What the exercise asks: Starting at the first line of the data below, repeat each line word for word up to and including the line with "a TEXTURE_MAP_BACKGROUND Lnone/kp;".

Extracted material:

- - - - -

PR #118, opened 2016-10-15
More misc mappings

Darkhax:
I would like feedback on the first person renderer class. Also WIP, but I don't have perms to add the label.

### DIFF
--- a/mappings/net/minecraft/client/render/FirstPersonRenderer.mapping
+++ b/mappings/net/minecraft/client/render/FirstPersonRenderer.mapping
@@ -1,0 +1,51 @@
+CLASS none/box net/minecraft/client/render/FirstPersonRenderer
+	FIELD a TEXTURE_MAP_BACKGROUND Lnone/kp;
+	FIELD b TEXTURE_UNDERWATER Lnone/kp;
+	FIELD c minecraft Lnone/bdr;
+	FIELD d mainhand Lnone/aes;
+	FIELD e offhand Lnone/aes;
+	FIELD f equipProgressMainhand F
+	FIELD g previousEquipProgressMainhand F
+	FIELD h equipProgressOffhand F
+	FIELD i previousEquipProgressOffhand F
+	FIELD j renderManager Lnone/btd;
+	FIELD k itemRenderer Lnone/btr;
+	METHOD <init> (Lnone/bdr;)V
+		ARG 0 minecraft
+	METHOD a updateHeldItems ()V
+	METHOD a renderFirstPersonItem (F)V
+		ARG 0 deltaTicks
+	METHOD a rotate (FF)V
+		ARG 0 degreeX
+		ARG 1 degreeY
+	METHOD a renderFirstPersonMap (FFF)V
+	METHOD a renderBlock (FLnone/bxe;)V
+		ARG 0 deltaTicks
+		ARG 1 atlas
+	METHOD a renderFirstPersonMap (Lnone/aes;)V
+		ARG 0 map
+	METHOD a isTranslucent (Lnone/aky;)Z
+		ARG 0 block
+	METHOD a renderFirstPersonItem (Lnone/boe;FFLnone/rb;FLnone/aes;F)V
+		ARG 0 player
+		ARG 3 hand
+		ARG 5 item
+	METHOD a resetEquipProgress (Lnone/rb;)V
+		ARG 0 hand
+	METHOD a renderArm (Lnone/so;)V
+		ARG 0 hand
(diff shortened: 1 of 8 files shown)


mappings/net/minecraft/client/render/FirstPersonRenderer.mapping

- - - - -

Solution for this task:
PR #118, opened 2016-10-15
More misc mappings

Darkhax:
I would like feedback on the first person renderer class. Also WIP, but I don't have perms to add the label.

### DIFF
--- a/mappings/net/minecraft/client/render/FirstPersonRenderer.mapping
+++ b/mappings/net/minecraft/client/render/FirstPersonRenderer.mapping
@@ -1,0 +1,51 @@
+CLASS none/box net/minecraft/client/render/FirstPersonRenderer
+	FIELD a TEXTURE_MAP_BACKGROUND Lnone/kp;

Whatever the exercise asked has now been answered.